| What is required |
Pull every line with "assembly" from the data below and copy it.

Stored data
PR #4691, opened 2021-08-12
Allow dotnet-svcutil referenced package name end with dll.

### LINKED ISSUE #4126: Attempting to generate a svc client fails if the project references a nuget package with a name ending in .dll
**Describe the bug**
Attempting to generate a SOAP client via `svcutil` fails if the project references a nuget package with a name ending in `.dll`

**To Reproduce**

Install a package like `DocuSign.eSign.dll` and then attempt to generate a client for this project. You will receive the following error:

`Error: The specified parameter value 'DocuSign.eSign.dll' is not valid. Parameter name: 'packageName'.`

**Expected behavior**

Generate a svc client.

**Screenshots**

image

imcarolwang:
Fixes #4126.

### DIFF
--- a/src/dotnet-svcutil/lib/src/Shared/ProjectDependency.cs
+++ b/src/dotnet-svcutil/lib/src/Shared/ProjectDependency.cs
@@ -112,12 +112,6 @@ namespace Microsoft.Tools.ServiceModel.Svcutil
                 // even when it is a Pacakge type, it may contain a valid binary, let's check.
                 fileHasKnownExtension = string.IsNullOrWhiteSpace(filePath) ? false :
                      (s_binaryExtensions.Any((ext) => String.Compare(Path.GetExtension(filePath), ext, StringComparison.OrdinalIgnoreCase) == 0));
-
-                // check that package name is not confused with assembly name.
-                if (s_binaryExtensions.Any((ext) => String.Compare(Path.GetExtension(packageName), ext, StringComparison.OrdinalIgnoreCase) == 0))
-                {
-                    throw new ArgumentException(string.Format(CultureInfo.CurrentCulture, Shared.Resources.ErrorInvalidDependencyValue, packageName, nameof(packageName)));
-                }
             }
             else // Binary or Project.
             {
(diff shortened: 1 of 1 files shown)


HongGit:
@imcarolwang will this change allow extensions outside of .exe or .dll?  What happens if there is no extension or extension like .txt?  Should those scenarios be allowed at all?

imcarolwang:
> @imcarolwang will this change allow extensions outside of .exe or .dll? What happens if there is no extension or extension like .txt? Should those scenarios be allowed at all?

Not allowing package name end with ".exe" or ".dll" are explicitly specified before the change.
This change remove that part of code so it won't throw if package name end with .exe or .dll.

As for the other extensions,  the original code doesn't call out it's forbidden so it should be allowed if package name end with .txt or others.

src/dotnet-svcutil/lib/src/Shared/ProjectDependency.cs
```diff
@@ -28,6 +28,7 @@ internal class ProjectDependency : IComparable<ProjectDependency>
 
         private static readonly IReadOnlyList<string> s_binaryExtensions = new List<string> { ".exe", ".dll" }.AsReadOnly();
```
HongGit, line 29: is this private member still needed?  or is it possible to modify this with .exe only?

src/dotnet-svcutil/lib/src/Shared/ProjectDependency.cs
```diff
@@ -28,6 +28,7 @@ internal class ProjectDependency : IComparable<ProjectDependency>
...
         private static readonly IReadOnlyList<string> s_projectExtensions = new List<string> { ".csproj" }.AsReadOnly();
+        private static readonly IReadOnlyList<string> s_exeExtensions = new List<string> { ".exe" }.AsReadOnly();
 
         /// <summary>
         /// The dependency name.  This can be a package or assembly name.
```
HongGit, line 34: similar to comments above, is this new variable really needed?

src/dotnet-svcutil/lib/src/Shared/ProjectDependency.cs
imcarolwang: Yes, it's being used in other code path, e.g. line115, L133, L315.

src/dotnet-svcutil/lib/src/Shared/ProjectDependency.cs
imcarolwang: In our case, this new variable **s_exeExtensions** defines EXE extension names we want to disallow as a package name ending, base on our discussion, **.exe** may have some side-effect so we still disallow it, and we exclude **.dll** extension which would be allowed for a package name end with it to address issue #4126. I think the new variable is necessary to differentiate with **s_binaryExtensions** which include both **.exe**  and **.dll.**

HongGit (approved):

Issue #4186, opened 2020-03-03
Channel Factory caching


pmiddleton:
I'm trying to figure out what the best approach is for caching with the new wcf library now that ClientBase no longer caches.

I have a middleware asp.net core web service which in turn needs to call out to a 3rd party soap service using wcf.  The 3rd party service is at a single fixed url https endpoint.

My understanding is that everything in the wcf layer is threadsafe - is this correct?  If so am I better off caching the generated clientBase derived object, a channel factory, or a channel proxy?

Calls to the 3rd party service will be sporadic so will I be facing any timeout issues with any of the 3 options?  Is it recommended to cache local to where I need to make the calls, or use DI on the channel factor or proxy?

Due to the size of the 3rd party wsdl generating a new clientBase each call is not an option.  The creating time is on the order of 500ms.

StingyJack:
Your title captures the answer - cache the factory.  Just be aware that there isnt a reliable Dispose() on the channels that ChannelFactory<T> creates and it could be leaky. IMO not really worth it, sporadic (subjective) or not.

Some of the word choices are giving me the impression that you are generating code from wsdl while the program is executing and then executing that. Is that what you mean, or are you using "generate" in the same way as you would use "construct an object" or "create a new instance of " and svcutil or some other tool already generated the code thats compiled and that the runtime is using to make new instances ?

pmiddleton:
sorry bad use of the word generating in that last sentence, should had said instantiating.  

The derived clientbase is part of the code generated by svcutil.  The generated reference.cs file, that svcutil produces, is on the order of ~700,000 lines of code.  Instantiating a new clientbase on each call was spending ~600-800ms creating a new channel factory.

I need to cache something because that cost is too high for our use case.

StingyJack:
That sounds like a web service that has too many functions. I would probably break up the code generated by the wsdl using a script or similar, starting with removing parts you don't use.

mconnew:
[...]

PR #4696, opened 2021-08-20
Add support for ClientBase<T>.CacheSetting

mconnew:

| Task answer |
-                // check that package name is not confused with assembly name.
         /// The dependency name.  This can be a package or assembly name.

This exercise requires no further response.